QUESTION ONE [20]

“Modern technology, enables even perishable goods to be stored for longer periods of time.”

In terms of the above statement, with the aid of suitable diagrams contained in the demand- supply model, examine how the above factor impacts the equilibrium price and quantity for consumers and suppliers.

QUESTION TWO [25] Assess how the production possibility frontier illustrates the basic economic problem of scarcity. Use a diagram to motivate your answer.

QUESTION THREE (30)

“Competitive firms respond to changes in prices of commodities such as grain, metals, sugar, cotton, coffee and dairy cattle set by organized international markets and the individual firm has no power to influence the price”.

In terms of the above statement, assume a major storm damages majority of the wheat crop in an economy, resulting in a major shortage of flour in the market. Evaluate, in terms of the above statement, and using marginal analysis as the basis for your answer, the initial and new profit maximizing position for a perfectly competitive firm. Include in your answer a discussion of the main characteristics of this market structure.

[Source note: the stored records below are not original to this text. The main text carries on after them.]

PR #498, opened 2023-08-17
node: run_cqlsh: dump tool's stdout and stderr on timeout

bhalevy:
To help understand spurious timeout error we encounter.

Refs https://github.com/scylladb/scylla-cqlsh/issues/37

### DIFF
--- a/ccmlib/node.py
+++ b/ccmlib/node.py
@@ -889,7 +889,18 @@ class Node(object):
                     p.stdin.write(cmd + ';\n')
             p.stdin.write("quit;\n")
 
-            output = p.communicate(timeout=timeout)
+            try:
+                output = p.communicate(timeout=timeout)
+            except subprocess.TimeoutExpired as e:
+                self.error(f"(EE) {e}")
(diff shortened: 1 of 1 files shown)


ccmlib/node.py
```diff
@@ -889,7 +889,18 @@ def run_cqlsh(self, cmds=None, show_output=False, cqlsh_options=None, return_out
                     p.stdin.write(cmd + ';\n')
             p.stdin.write("quit;\n")
 
-            output = p.communicate(timeout=timeout)
+            try:
+                output = p.communicate(timeout=timeout)
+            except subprocess.TimeoutExpired as e:
+                self.error(f"(EE) {e}")
+                pat = re.compile(r'\r*\n')
```
fruch, line 896: not sure why we need this regex for, wouldn't we print the whole outout/stdout ?

fruch (approved):
LGTM, but it won't fix the actual issue, I think it's a test we might consider moving to cqlsh itself.
i.e. it's check internal mechanism of cqlsh and not scylla.

PR #499, opened 2023-08-21
readme: Add info on creating a build-id cluster 

cvybhu:
Add instructions that describe how to create a cluster of Scylla nodes with a specific build-id.

It's not obvious how to achieve this - you have to download the right package from the right place, and then use the right combination of flags for `ccm`.

Let's add the instructions to make it easier for future users of `ccm`.

### DIFF
--- a/README.md
+++ b/README.md
@@ -15,7 +15,7 @@ https://github.com/scylladb/scylla/wiki/Using-CCM
 
 Scylla usage examples:
 ---------------------------------------------------------------------
-### To create a 3-node Scylla cluster do:
+### Creating a 3-node Scylla cluster:
 ```bash
 $ ccm create my_cluster --scylla --vnodes -n 3 -v release:2022.2
 $ ccm start
@@ -29,7 +29,7 @@ node3: UP
 ```
 The nodes will be available at 127.0.0.1, 127.0.0.2 and 127.0.0.3.
 
-### To create a multi-datacenter cluster that has 3 nodes in dc1, 4 nodes in dc2 and 5 nodes in dc3 do:
+### Creating a multi-datacenter cluster that has 3 nodes in dc1, 4 nodes in dc2 and 5 nodes in dc3:
 ```bash
 $ ccm create my_multi_dc_cluster --scylla --vnodes -n 3:4:5 -v release:2022.2
 $ ccm start
--- a/README.md
+++ b/README.md
@@ -36,6 +36,22 @@ $ ccm start
 # Wait a lot...
 ```
 
+### Creating a cluster of nodes with a specific build-id:
+
+Let's say you want to create a cluster of Scylla with build id `f6e718548e76ccf3564ed2387b6582ba8d37793c` (it's `Scylla 2023.1.0~rc8-20230731.b6f7c5a6910c`).
+
+1. Go to https://backtrace.scylladb.com and find your desired Scylla version
+2. Click the arrow down symbol (\\/) to show all available download links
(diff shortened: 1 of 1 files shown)


ptrsmrn (approved):
Thank you very much for the step-by-step instruction!

README.md
```diff
@@ -15,7 +15,7 @@ https://github.com/scylladb/scylla/wiki/Using-CCM
 
 Scylla usage examples:
 ---------------------------------------------------------------------
-### To create a 3-node Scylla cluster do:
+### Create a 3-node Scylla cluster:
```
nyh, line 18: Nitpick: I would use the gerund ("creating") instead of the imperative ("create").
But it's just a nitpick, the "create" is also readable - it just sounds like a command, something you must do for some reason.

README.md
```diff
@@ -36,6 +36,22 @@ $ ccm start
 # Wait a lot...
 ```
 
+### Create a cluster of nodes with a specific build-id
+
+Let's say you want to create a cluster of `Scylla 2023.1.0~rc8-20230731.b6f7c5a6910c`, with build id `f6e718548e76ccf3564ed2387b6582ba8d37793c`.
```
nyh, line 41: It sounds like you are expected to know exactly which build id you are looking for, but in fact the first step below tells you how to find that build id. Maybe you should start saying you want "Scylla 2023.1.0" and then below you'll be told to search for that in backtrace.scylladb.com.

README.md
```diff
@@ -36,6 +36,22 @@ $ ccm start
...
+
+1. Go to https://backtrace.scylladb.com and find your desired Scylla version
+2. Click the arrow down symbol (\\/) to show all available download links
+3. Download the unified Scylla package (`unified-pack-url-x86_64`)
+4. Create a 3 node cluster:
+```bash
+# The unified package will be extracted to ~/.ccm/scylla-repository/my_custom_scylla
+# Make sure that the version name (my_custom_scylla) is different for each unified package you use, otherwise ccm will use the previously extracted version. 
+ccm create my_cluster -n 3 --scylla --vnodes \
+    --version my_custom_scylla \
```
nyh, line 51: Wow. If you don't invent this name "my_custom_scylla", can't it just use the full name of the downloaded version? :-(

nyh (approved):
Looks good, I have some minor suggestions for improvement, but as-is it is already - obviously - better than what we have today.

README.md
cvybhu: Without the `version` argument it fails with:
```bash
ccm: error: ./ is not a valid cassandra directory. You must define a cassandra dir or version.
```

I don't know if there's a better way to do it. I found this one in the `dtest` docs I think:
https://github.com/scylladb/scylla-dtest/blob/3fe7961e06ff02c72000b8c162a3838185456a39/README.md?plain=1#L204

README.md
cvybhu: Okay changed to `Creating`.

README.md
cvybhu: I have the `build-id` and I want to find a download for the package with this build-id, so I use https://backtrace.scylladb.com to get the download link based on the `build-id` alone.

I modified this line to focus on the `build-id` more.

cvybhu:
v2:
* `Create` -> `Creating`
* Improve the line to focus on the fact that we have only `build-id`

fruch:
@cvybhu 
you might refer also to https://github.com/scylladb/scylla-ccm/blob/next/scripts/download_master.sh, isn't doing something quite similar, but looking for the latest build on the master branch, and not a specific build-id.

Answers to Above Questions on Economics

Answer 1: Modern technology has significant advantages, as it allows for storage of perishable goods for longer period of time. As a result of this, there is a direct impact on the equilibrium price and quantity for consumers and suppliers, as consumers benefit in terms of extended availability and its usage for longer time period, and suppliers benefit in terms of storing foods in their shelves for longer time period.